The input file you've provided consists of successive integers congruent to 1 modulo 107897. So what is most likely happening is that, at some point when the load factor crosses a threshold, the particular library implementation you're using resizes the table, using a table with 107897 entries, so that a key with hash value h would be mapped to the bucket h % 107897. Since each integer's hash is itself, this means all the integers that are in the table so far are suddenly mapped to the same bucket. This resizing itself should only take linear time. However, each subsequent insertion after that point will traverse a linked list that contains all the existing values, in order to make sure it's not equal to any of the existing values. So each insertion will take linear time until the next time the table is resized.

In principle the unordered_set implementation could avoid this issue by also resizing the table when any one bucket becomes too long.

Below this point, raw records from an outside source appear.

PR #6245, opened 2022-04-26
Quality of life improvements to `select.R` docs

DavisVaughan:
I have two complaints about the current docs:

- Running `devtools::check()` in the console will alter global options, and won't set them back to their original values. This is particularly annoying for `crayon.enabled`.
- Running `devtools::check()` in the console will almost always change `select.Rd` because the Rmd chunks in `select.R` that roxygen2 runs will print out tibbles, and the number of columns printed out depends on the current `width` of the RStudio console.

I fixed the first problem by adding a teardown chunk at the end of the `select()` docs that resets the old options. I fixed the second problem by adding `width = 80` as one of those options.

@hadley can you think of any other way to do this? I tried things like `rlang::local_options()` with and without setting `.frame = knitr::knit_global()` but didn't have any luck. I don't know of a way to "locally" alter these options and force the documentation chunks to respect the changes.


DavisVaughan:
I had a new idea, see the latest commit. It is based on `knit_child()` from https://bookdown.org/yihui/rmarkdown-cookbook/child-document.html, which gives us something we can wrap in `with_options()`. This feels ok?

hadley:
Coincidentally I just did this in roxygen2: https://github.com/r-lib/roxygen2/commit/ddd0c076870abb3f93536829fc9467e95941e8d9

hadley (approved):
Seems fine to me. I didn't know we were doing this sort of manual example section.

PR #6247, opened 2022-04-26
Update license files with `use_mit_license()`

DavisVaughan:
@hadley there isn't anything else required to change copyright holders, right?


hadley (approved):
Nope, that's good — we're not actually changing the copyright holders here, we're just doing a better job of documenting who they are.

PR #6248, opened 2022-04-26
Update group_split.R documentation to use group_by() before group_keys()

delabj:
Noticed that the current documentation for group_split() uses the depreciated use of `...` in an example with group_keys(). Updated to reflect the practice of calling group_by() first.


hadley:
Thanks!

PR #6253, opened 2022-05-01
Faster dplyr_quosures()

krlmlr:
Most of the time is spent in `enquos()`, there is now only one call to that function.

### DIFF
--- a/R/across.R
+++ b/R/across.R
@@ -391,13 +391,21 @@ new_dplyr_quosure <- function(quo, ...) {
 dplyr_quosures <- function(...) {
   quosures <- enquos(..., .ignore_empty = "all")
   names_given <- names2(quosures)
-  names_auto  <- names(enquos(..., .named = TRUE, .ignore_empty = "all"))
 
   for (i in seq_along(quosures)) {
-    quosures[[i]] <- new_dplyr_quosure(quosures[[i]],
-      name_given = names_given[i],
-      name_auto = names_auto[i],
-      is_named = names_given[i] != "",
+    quosure <- quosures[[i]]
+    name_given <- names_given[[i]]
+    is_named <- (name_given != "")
+    if (is_named) {
+      name_auto <- name_given
+    } else {
+      name_auto <- as_label(quosure)
+    }
+
+    quosures[[i]] <- new_dplyr_quosure(quosure,
+      name_given = name_given,
+      name_auto = name_auto,
+      is_named = is_named,
       index = i
     )
   }


romainfrancois (approved):

R/across.R
```diff
@@ -391,13 +391,21 @@ new_dplyr_quosure <- function(quo, ...) {
...
-  names_auto  <- names(enquos(..., .named = TRUE, .ignore_empty = "all"))
 
   for (i in seq_along(quosures)) {
-    quosures[[i]] <- new_dplyr_quosure(quosures[[i]],
-      name_given = names_given[i],
-      name_auto = names_auto[i],
-      is_named = names_given[i] != "",
+    quosure <- quosures[[i]]
+    name_given <- names_given[[i]]
+    is_named <- (name_given != "")
```
lionel-, line 398:
```suggestion
    is_named <- name_given != ""
```

lionel- (commented):
Since you're not defusing named arguments you can use `quos()` instead of `enquos()` to avoid the overhead of `endots()`.

R/across.R
krlmlr: Why make code less clear and explicit?

krlmlr:
Thanks, I don't understand "not defusing named arguments". This is called directly from `mutate()`? In what setting would `enquos()` be more appropriate?

krlmlr:
All tests pass, the speed gains are dramatic:

``` r
library(rlang)

dplyr_quosures <- function(...) {
  quosures <- enquos(..., .ignore_empty = "all")
  names_given <- names2(quosures)
  names_auto <- names(enquos(..., .named = TRUE, .ignore_empty = "all"))

  for (i in seq_along(quosures)) {
    quosures[[i]] <- dplyr:::new_dplyr_quosure(quosures[[i]],
      name_given = names_given[i],
      name_auto = names_auto[i],
      is_named = names_given[i] != "",
      index = i
    )
  }
  quosures
}

dplyr_quosures_new <- function(...) {
  quosures <- quos(..., .ignore_empty = "all")
  names_given <- names2(quosures)

  for (i in seq_along(quosures)) {
    quosure <- quosures[[i]]
    name_given <- names_given[[i]]
    is_named <- (name_given != "")
    if (is_named) {
      name_auto <- name_given
    } else {
      name_auto <- as_label(quosure)
    }

    quosures[[i]] <- dplyr:::new_dplyr_quosure(quosure,
      name_given = name_given,
      name_auto = name_auto,
      is_named = is_named,
      index = i
    )
  }
  quosures
}

bench::mark(dplyr_quosures(a = 1), dplyr_quosures_new(a = 1))
#> # A tibble: 2 × 6
#>   expression                     min   median `itr/sec` mem_alloc `gc/sec`
#>   <bch:expr>                <bch:tm> <bch:tm>     <dbl> <bch:byt>    <dbl>
#> 1 dplyr_quosures(a = 1)      77.98µs  83.07µs    11617.    9.04MB     61.2
#> 2 dplyr_quosures_new(a = 1)   7.34µs   8.28µs   114491.   64.36KB     57.3
```

<sup>Created on 2022-05-04 by the [reprex package](https://reprex.tidyverse.org) (v2.0.1)</sup>

R/across.R
lionel-: I've never seen parentheses used like that in assignments in our packages. I thought this was a typo from refactoring.

lionel-:
> Thanks, I don't understand "not defusing named arguments".

Like `function(..., foo, bar) enquos(..., foo, bar)`.

R/across.R
```diff
@@ -389,15 +389,23 @@ new_dplyr_quosure <- function(quo, ...) {
 }
 
 dplyr_quosures <- function(...) {
-  quosures <- enquos(..., .ignore_empty = "all")
+  quosures <- quos(..., .ignore_empty = "all")
```
DavisVaughan, line 392: It would probably be good to have a comment here saying why we are using `quos()` rather than `enquos()`. If I saw this then I would immediately have an urge to change it to `enquos()`

krlmlr: Good idea, done.

lionel-:
The first version of rlang didn't have `enquos()`. We added it because it's less confusing for users. Also easier to use the extra functionality like `.named = `.

The next minor version of rlang will be focused on tidyeval and `enquos()` should be as fast as `quos()`. It's probably best not to spend too much time on this.

PR #6263, opened 2022-05-10
Add a `.locale` argument to `arrange()` and implement `dplyr_locale()`

DavisVaughan:
Supersedes and Closes #5942 (once again. It just got too out of date to be useful.)
Closes https://github.com/tidyverse/dplyr/issues/4962
Closes https://github.com/tidyverse/dplyr/pull/5090
Part of https://github.com/tidyverse/dplyr/pull/5808

This PR adds a `.locale` argument to `arrange()`, with 3 possible options:
- `dplyr_locale()`, the default. See below.
- A single stringi locale identifier, like `"en_US"` or `"fr"`. This requires stringi.
- `"C"`, for sorting in the C locale. This does not require stringi.

`dplyr_locale()` is a new exported helper and returns a string representing the default locale to use. It has the following properties:
- It defaults to `"C"`
- If the `dplyr.locale` option is set to a stringi locale identifier or `"C"`, that overrides the above default behavior.

This is a breaking change, as we no longer respect the `LC_COLLATE` option.

- [x] Run revdeps one more time after we decide that this is The Way - `"1bfa0724-c563-48de-9068-51476e19cf82"` (Update - no changes to worse in revdeps)


DavisVaughan:
There was only 1 revdep that was affected by this change (somehow). It was {dexter}, which relied on the assumption that both `df1` and `df2` in the example below would have the same ordering:

```r
df1 <- arrange(df, id)

df2 <- df1 %>%
  group_by(id) %>%
  summarize()
```

This previously "worked" because `arrange()` and `group_by()` both used the system locale when internally sorting the values (group by sorts the keys). We now recommend that you explicitly `arrange()` after the `summarize()` if you need this behavior.

PR in https://github.com/dexter-psychometrics/dexter/pull/6

PR #6269, opened 2022-05-13
Advise on how to silence the `multiple = "warning"` message

DavisVaughan:
By pushing people towards explicit usage of `multiple = "all"`


hsbadr:
Could this also be controlled with an option (e.g., `options(dplyr.multiple = "all")`)? I understand that this can generate unexpected results if the user isn't warned about multiple matches, but it defaults to `NULL` (users need opt in a global option). The good thing about the option is to avoid verbose setting of `multiple = "all"` to silence the warnings, which is the old behavior, while being able to explicitly change it in specific calls. So, the `dplyr.multiple` option defaults to `NULL` and would only be used if the argument `multiple` is missing.

DavisVaughan:
We will do a pre-release blog post to get people to try these new features out before we send them to CRAN. If lots of people complain about this then we will consider it, but I'd rather people just switch to explicitly setting `multiple` instead

iangow:
A whole load of code I have is now throwing warnings because of this change. I think the old default (no warning) was preferable. Often one writes `inner_join(y, x)` and now has to flip code to `inner_join(x, y)` (not always easy if `y` is coming at the end of a series of pipes) or add `multiple = "true"` to avoid warnings.

"I'd rather people just switch to explicitly setting `multiple` instead" seems quite dogmatic about how people use `inner_join`, especially as it's introducing an additional difference between `dplyr` and SQL (additionally relevant given `dbplyr`), where `inner_join(y, x)` and `inner_join(x, y)` are equivalent.

DavisVaughan:
We are planning on improving on this in https://github.com/tidyverse/dplyr/issues/6731

iangow:
> We are planning on improving on this in #6731
> 
> I'm optimistic that most people were doing 1-to-many joins and we were inadvertently warning on those.
> 
> After that is fixed it will only automatically warn on many-to-many joins.

I looked at "R for Data Science" and it seems that this change would allow the exposition there to be simplified. (For example, either [this](https://r4ds.hadley.nz/joins.html#allow-multiple-rows) would need to be a different example with many-to-many or could be simply omitted.)

PR #6059, opened 2021-10-25
Avoid reexporting deprecated APIs

krlmlr:
For `tbl_sum()` and `type_sum()`, users can reexport from pillar or from tibble. The other functions should not be used at all.

This needs a revdepcheck.

Closes #6058.

Issue #6262, opened 2022-05-09
dplyr 1.1.0 revdep tracker


DavisVaughan:

hadley:
I'll take these ones:


## `na_if()` vctrs update #6329
- [ ] circumplex: Doing `dplyr::na_if(., "NaN")` on a double vector, I assume to replace `NaN` with `NA`?
- [ ] forestmangr: Doing `dplyr::na_if(., 0)` where `.` is a tibble, I guess expecting each column to get na-if'd?
- [ ] hlaR: Expecting a character `y` to be compatible with integer `x`
- [ ] huito: "`y` <character> to match type of `x` <data.frame>" with `na_if()`, same as forestmangr?
- [ ] itraxR: Looks like CRAN version had a problem that was fixed here in dev version. Related to `na_if()` on a data frame https://github.com/tombishop1/itraxR/commit/5de1717f60dffc134e20fed25344db0dacf37f91
- [ ] JumpeR: Another "Can't convert `y` <double> to match type of `x` <data.frame>"
- [ ] naniar: Another "Can't convert `y` <double> to match type of `x` <tbl_df>" in the `replace-with-na.Rmd` vignette
- [ ] skater: Looks like calling `na_if(<chr>, 0)` in a vignette on column `dadid`
- [ ] suddengains: Looks like `na_if(<dbl>, "-Inf")` which is weird because `-Inf == -Inf` does return `TRUE`
- [ ] SwimmeR: Another: "Can't convert `y` <character> to match type of `x` <data.frame>."

DavisVaughan:
## Join `check_dots_unused()` (our fault) #6599 
- [ ] disk.frame `anti_join(.x, .y, by = by, copy = copy, ..., overwrite = overwrite)`
- [ ] table.express `left_join.ExprBuilder(roll =  #TRUE)`
- [x] tidytree: https://github.com/YuLab-SMU/tidytree/pull/29 this one had a bug too

lionel-:
## `nth()`, `first()`, `last()` vctrs update #6331
- [x] confoundr: "Can't convert `default` <character> to match type of `x` <double>", `first(x, default = "NA")` with double `x` - https://github.com/jwjackson/confoundr/pull/3
- [x] divseg: Does `dplyr::first(dplyr::cur_data())` expecting to get the first col of the data frame? Should use `pull()`. - https://github.com/christopherkenny/divseg/pull/1
[...]

PR #6277, opened 2022-05-24
Remove `data_frame_()` reexport

DavisVaughan:
Part of #6059 

Job ID `"268ad56c-38d4-4a9f-81e4-f241efeafab6"`


DavisVaughan:
Only affected rabhit, and I've already sent in an issue about this. They used `@importFrom dplyr data_frame_` but never actually used it so it should be easy. Tracking in #6262

PR #6281, opened 2022-05-24
Remove `tbl_sum()` and `type_sum()` reexports

DavisVaughan:
Part of #6059


DavisVaughan:
Based on the following failure report I think we can probably do `tbl_sum()` and go ahead and notify the two package authors, but otherwise I think `type_sum()` is going to require a long time to deprecate.

## tbl_sum

- groupr
- tabxplor

## type_sum

Most of the tidymodels / spark ones are probably the same underlying issue. Fixing it in one of two places probably fixes them all. Still a lot of failure though.

Tidymodels related
- baguette
- dials
- discrim
- rules
- stacks
- usemodels
- tune

Spark related
- sparkavro
- sparkbq
- sparkhail
- sparklyr
- sparklyr.flint
- sparklyr.nested
- sparktf
- sparkxgb

Possibly unique failures
- apache.sedona
- casen
- catalog
- DMwR2
- egor
- finnts
- geospark
- graphframes
- nevada
- pguIMP
- rsparkling
- shinyML
- srvyr
- text

DavisVaughan:
Going with https://github.com/tidyverse/dplyr/pull/6284 instead, which only removes `tbl_sum()`. We can revisit the `type_sum()` removal after tidymodels and sparklyr have all updated to use the pillar version.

However, this raises the question of whether this is a hash collision with a reasonable hash function (thus requiring a resize), or the user was just misguided and hashed every key to the same value (in which case the issue will persist regardless of the table size). So maybe that's why it wasn't done in this particular library implementation.

See also https://codeforces.com/blog/entry/62393 (an application of this phenomenon to get points on Codeforces contests).


Your program works absolutely fine. There is nothing wrong with the hash algorithm, collisions, or anything of the like.

The thottling you are seeing is from the console i/o when you attempt to paste 200000 numbers into the window. That's why it chokes. Redirect from file and it works fine and returns the result almost instantly.

C:\Users\selbie\source\repos\ConsoleApplication126\Debug>ConsoleApplication126.exe  < d:/test.txt
200000

All the numbers in your test input file are unique, so the output is 200000.